Issue #1050, opened 2026-05-27
AST: @property/@staticmethod methods get class-unqualified node ids but class-qualified rationale_for edge targets → docstring nodes orphaned at build


p-gueguen:
## Summary

The Python AST extractor generates **inconsistent node ids** for methods decorated with `@property` / `@staticmethod`: the method **node** gets a *class-unqualified* id, but the `rationale_for` **edge** that links the method's docstring/comment targets a *class-qualified* id. The two ids don't match, so `build_from_json` treats the edge as dangling and drops it (the `src not in node_set or tgt not in node_set: continue` branch). The result is **orphaned (degree-0) `rationale` nodes** — every docstring/comment on a decorated method becomes a disconnected node in the graph.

• [WORK ITEM]: Show all lines in the records above that hold "docstring".

• [ANSWER SECTION]:
AST: @property/@staticmethod methods get class-unqualified node ids but class-qualified rationale_for edge targets → docstring nodes orphaned at build
The Python AST extractor generates **inconsistent node ids** for methods decorated with `@property` / `@staticmethod`: the method **node** gets a *class-unqualified* id, but the `rationale_for` **edge** that links the method's docstring/comment targets a *class-qualified* id. The two ids don't match, so `build_from_json` treats the edge as dangling and drops it (the `src not in node_set or tgt not in node_set: continue` branch). The result is **orphaned (degree-0) `rationale` nodes** — every docstring/comment on a decorated method becomes a disconnected node in the graph.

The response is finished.